At Discovery’s heart is a powerful graph-based knowledge engine. This engine constructs nuanced maps of relationships between an organization’s proprietary data and vast external scientific research, rather than just retrieving facts. This capability allows the platform to offer deep contextual understanding of complex, sometimes contradictory, scientific data, all while maintaining transparency through detailed source tracking.
Zander emphasized the platform’s accessibility for scientists, even those without coding backgrounds, explaining from his own experience: “My PhD is in biology. I’m not a computer scientist, but if you can unlock that power of a supercomputer just by allowing me to prompt it, that’s very powerful.”
Early Adopters and Strategic Partnerships
The platform’s real-world application is already being explored by several key partners. GSK plc intends to utilize Microsoft Discovery for advanced prediction and testing in developing new medicines. Similarly, The Estée Lauder Companies plans to integrate Discovery into its innovation pipeline to accelerate creating personalized skincare and cosmetics, building on an earlier AI lab partnership with Microsoft. Kosmas Kretsos, VP of R&D and Innovation Technology at The Estée Lauder Companies, explained that Discovery will help leverage their extensive research data for “fast, agile, breakthrough innovation.”
Key technology collaborations are set to expand Discovery’s capabilities. NVIDIA will integrate its ALCHEMI and BioNeMo NIM microservices, designed for NVIDIA-accelerated Azure AI infrastructure, to boost materials and life sciences research.. Synopsys is partnering to bring its AI-powered design solutions to accelerate semiconductor engineering.
Raja Tabet, Senior Vice President at Synopsys, noted this collaboration aims to “re-engineer chip design workflows” and “supercharge engineering productivity.” PhysicsX is also a launch partner, integrating its physics-based AI foundation models. CEO Jacomo Corbo described the platform as representing a “seismic shift in how AI can accelerate scientific discovery and engineering.” System integrators like Accenture and Capgemini are also involved to help scale custom deployments.
Navigating the Evolving Landscape of AI in Science
Microsoft’s introduction of Discovery occurs within a rapidly evolving landscape where AI is increasingly pivotal.
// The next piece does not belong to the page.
PR #338, opened 2024-07-10
Add EnvYamlConfigSettingsSource with env substitution support

KochankovID:
In some cases, an additional level of mapping is required between the names of the environment variables and the attributes in yaml file.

Competitor Google has been prominent with its “AI Co-Scientist” initiative for generating research hypotheses. The company has also released specialized tools like TxGemma for drug discovery and AlphaEvolve for optimizing algorithms. Microsoft itself previously contributed with models like BioEmu-1 for protein dynamics. The broader trend includes potential high-capability AI research agents from OpenAI.
However, the increasing sophistication of AI in scientific research brings important considerations. A study highlighted by Winbuzzer in April 2025 revealed that advanced AI models could outperform experienced virologists in complex lab procedures, raising dual-use concerns about potential misuse. Seth Donoughe, a study co-author, expressed that the findings made him “little nervous.” This has spurred calls for robust governance frameworks.
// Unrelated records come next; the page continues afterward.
PR #341, opened 2024-07-11
Add get_subcommand function.

### LINKED ISSUE #335: No arguments to CLI subparser fails to raise an error
With `pydantic-settings` 2.3.4,  when no arguments are provided to a subparser style CLI, there is no exception raised. 

I believe a user should not have to explicitly catch for these `None` cases on the "Root" `Settings` model.

## Acceptance criteria:

- An error is raised when no arguments are provided to a subparser
- Add explicit test case for no arguments provided
- Updated docs to include an example and suggested patterns on how to run a program (or function) using subcommands.

To demonstrate this issue:

```python
import sys
from pydantic_settings import (BaseSettings, CliSubCommand)


class Alpha(BaseModel):
    """Alpha Utils"""
    name: str


class Beta(BaseModel):
    """Beta Utils"""
    age: int


class Root(BaseSettings, cli_parse_args=True, cli_prog_name="example"):
    alpha: CliSubCommand[Alpha]
    beta: CliSubCommand[Beta]



def runner_01(r: Root) -> int:
    print(f"Running {r}")
    return 0


if __name__ == '__main__':
    sys.exit(runner_01(Root()))

```

Running would be:

```bash
> python example.py                    
Running alpha=None beta=None
> echo $?
0
```

It's possible to workaround the current design by mapping these `Optional` fields of `Root` to a tuple, then case matching (alternatively, writing with `if/elif`). 

```python
def runner_02(r: Root) -> int:
    match (r.alpha, r.beta):
        case (None, None): raise ValueError(f"Invalid {r}")
        case (None, beta): print(f"Running beta {beta=}")
        case (alpha, None): print(f"Running {alpha=}")
        case (_, _): raise ValueError(f"Invalid {r}")
    return 0
```

However, it's a bit clunky and not particularly obvious that you need to handle these `None` cases. I believe the structural validation/checking should be occurring at the pydantic-settings level.

## Misc Feedback

From a type standpoint, the current design is a bit peculiar because it leans on `None`. 

```python
class Root(BaseSettings, cli_parse_args=True, cli_prog_name="example"):
    alpha: CliSubCommand[Alpha] # sugar for Optional[_CliSubCommand]
    beta: CliSubCommand[Beta]
```

I believe the it would be useful to use a union type in the design. 

```python
class Root(BaseSettings, cli_parse_args=True, cli_prog_name="example"):
    command: Alpha | Beta
```

Calling a function/main would be:

```python
def runner(m: Model):

    match m.command:
        case Alpha(): print(f"Running alpha={m.command}")
        case Beta(): print(f"Running beta={m.command}")
```

In general, it seems like there's a core part of the API that is missing the plumbing layer of calling your function with the initialized and validated settings. 

There's also bit of friction with using `mypy`.

```python


class Root(BaseSettings, cli_parse_args=True):
    name: str


if __name__ == "__main__":
    print(Root())
```

Yields

```bash
> mypy example.py         
example.py:9: error: Missing named argument "name" for "Root"  [call-arg]
Found 1 error in 1 file (checked 1 source file)
```

Perhaps this is general issue with `pydantic-settings` and should be filed as a separate ticket.

kschwab:
Fixes #335


kschwab:
Added support for unioned CLI subcommands and positional args. Users can now mix and match subcommand styles as they see fit, with results populated into the relevant fields and other set to `None`:

```python
import sys
from pydantic_settings import BaseSettings, CliSubCommand, get_subcommand

class alpha(BaseModel):
    """Alpha Utils"""
    name: str

    def sub_main(self) -> int:
        print(f"Running alpha {self}")
        return 0

class beta(BaseModel):
    """Beta Utils"""
    age: int

    def sub_main(self) -> int:
        print(f"Running beta {self}")
        return 0

class gamma(BaseModel):
    """Gamma Utils"""
    height: int

    def sub_main(self) -> int:
        print(f"Running gamme {self}")
        return 0

class RootA(BaseSettings, cli_parse_args=True, cli_use_class_docs_for_groups=True):
    subcommand: CliSubCommand[alpha | beta | gamma]

    def main(self) -> int:
        print(f"Running root A {self}")
        return self.subcommand.sub_main() if self.subcommand is not None else 1

class RootB(BaseSettings, cli_parse_args=True, cli_use_class_docs_for_groups=True):
    subcommands: CliSubCommand[alpha | beta]
    gamma: CliSubCommand[gamma]

    def main(self) -> int:
        print(f"Running root B {self}")
        return get_subcommand(self).sub_main()

class RootC(BaseSettings, cli_parse_args=True, cli_use_class_docs_for_groups=True):
    alpha: CliSubCommand[alpha]
    beta: CliSubCommand[beta]
    gamma: CliSubCommand[gamma]

    def main(self) -> int:
        print(f"Running root C {self}")
        return get_subcommand(self).sub_main()

if __name__ == '__main__':
    sys.exit(RootA().main())
```

Still need to add relevant tests and doc updates.

kschwab:
@hramezani this PR is ready. Updated docs are [here](https://github.com/pydantic/pydantic-settings/blob/4a63f8a904b87f637a0829cb0a365ca20055581e/docs/index.md#subcommands-and-positional-arguments).

hramezani:
@kschwab Thanks. I will take a look later this week.

hramezani:
@kschwab Thanks for creating this PR.

I checked it a little bit and didn't like the idea of adding `def main` or `def sub_main`. isn't it possible to somehow remove these methods? can't the CLI settings source handle it(I mean calling the sub_command method)?

I got confused of the way that we should use the `sub_command` method. it is probably because:

- I didn't read the issue carefully
- It is not documented well

Also, I am afraid that this introduces a breaking change and this is the thing that we hardly try to avoid

kschwab:
@hramezani, I'll get back to these soon. No worries though on this PR with respect to breaking changes etc. It's purely a utility function. I'll update the docs to make it clearer. All it does is grab a subcommand if set, and raise an error if required:

```python
class Git(BaseSettings, cli_parse_args=True, cli_prog_name='git'):
    """git - The stupid content tracker"""

    clone: CliSubCommand[Clone] = Field(description='Clone a repo ...')
    plugins: CliSubCommand[Plugins] = Field(description='Fake GIT plugins')


sys.argv = ['example.py', 'clone', 'repo', 'dest']
git = Git()
print(git.model_dump())
#> {'clone': {'repository': 'repo', 'directory': 'dest', 'local': False}, 'plugins': None}

print(get_subcommand(git).model_dump())
#> {'repository': 'repo', 'directory': 'dest', 'local': False}

sys.argv = ['example.py']
git = Git()
print(git.model_dump())
#> {'clone': None, 'plugins': None}

print(get_subcommand(git).model_dump())
#> Error: CLI subcomand is required {clone, plugins}

print(get_subcommand(git, is_required=False).model_dump())
#> None
```

The docs currently just show how it is most likely to be applied.

hramezani:
@kschwab It is still unclear why we need the `get_subcommand` utility. why can't we use the `.model_dump`?

kschwab:
> @kschwab It is still unclear why we need the get_subcommand utility. why can't we use the .model_dump?

It's for convenience. Users can use `model_dump` etc., but it's atypical from a CLI application point of view for users to handle this manually.

e.g., if we look at `docker` subcommands:

```text
$ docker help

Usage:  docker [OPTIONS] COMMAND

A self-sufficient runtime for containers

Common Commands:
  run         Create and run a new container from an image
  exec        Execute a command in a running container
  ps          List containers
  build       Build an image from a Dockerfile
  pull        Download an image from a registry
  push        Upload an image to a registry
  images      List images
  login       Log in to a registry
  logout      Log out from a registry
  search      Search Docker Hub for images
  version     Show the Docker version information
  info        Display system-wide information

Management Commands:
  builder     Manage builds
  container   Manage containers
  context     Manage contexts
  image       Manage images
  manifest    Manage Docker image manifests and manifest lists
  network     Manage networks
  plugin      Manage plugins
  system      Manage Docker
  trust       Manage trust on Docker images
  volume      Manage volumes

Swarm Commands:
  swarm       Manage Swarm

Commands:
  attach      Attach local standard input, output, and error streams to a running container
  commit      Create a new image from a container's changes
  cp          Copy files/folders between a container and the local filesystem
  create      Create a new container
  diff        Inspect changes to files or directories on a container's filesystem
  events      Get real time events from the server
  export      Export a container's filesystem as a tar archive
  history     Show the history of an image
  import      Import the contents from a tarball to create a filesystem image
  inspect     Return low-level information on Docker objects
  kill        Kill one or more running containers
  load        Load an image from a tar archive or STDIN
  logs        Fetch the logs of a container
  pause       Pause all processes within one or more containers
  port        List port mappings or a specific mapping for the container
  rename      Rename a container
  restart     Restart one or more containers
  rm          Remove one or more containers
  rmi         Remove one or more images
  save        Save one or more images to a tar archive (streamed to STDOUT by default)
  start       Start one or more stopped containers
  stats       Display a live stream of container(s) resource usage statistics
  stop        Stop one or more running containers
  tag         Create a tag TARGET_IMAGE that refers to SOURCE_IMAGE
  top         Display the running processes of a container
  unpause     Unpause all processes within one or more containers
  update      Update configuration of one or more containers
  wait        Block until one or more containers stop, then print their exit codes
```

Without `get_subcommand`, it means each user will have to implement their own function (using `model_dump` or some other means) to find the subcommand that was invoked. This is what was raised in #335 as an issue. The `get_subcommand` utility simply finds and returns the active subcommand so the user doesn't have to.

As an aside, outside of this PR, there are only two other features (union/alias support for `CliSubCommand` and `CliApp`) I believe are necessary for bringing the `CliSettingsSource` up to a typical CLI implementation. So not much more, but these last few I do think are important as they are relatively "standard" features for CLI applications.

hramezani (approved):

hramezani:
Thanks @kschwab for the explanation and for working on this.

Please resolve the conflict and then it will be ready to go

kschwab:
Thanks @hramezani, good to go.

Microsoft emphasizes that Discovery’s design prioritizes trust, compliance, and transparency, keeping researchers in control. Yet, the broader scientific community and AI developers continue to grapple with ensuring the reliability and ethical deployment of these transformative technologies. DeepMind’s own prior research, for example, acknowledged that “until model speed is improved and hallucinations are completely resolved, tools like symbolic engines will remain essential for math applications.” This highlights that human expertise and traditional scientific validation remain crucial in the age of AI-accelerated discovery.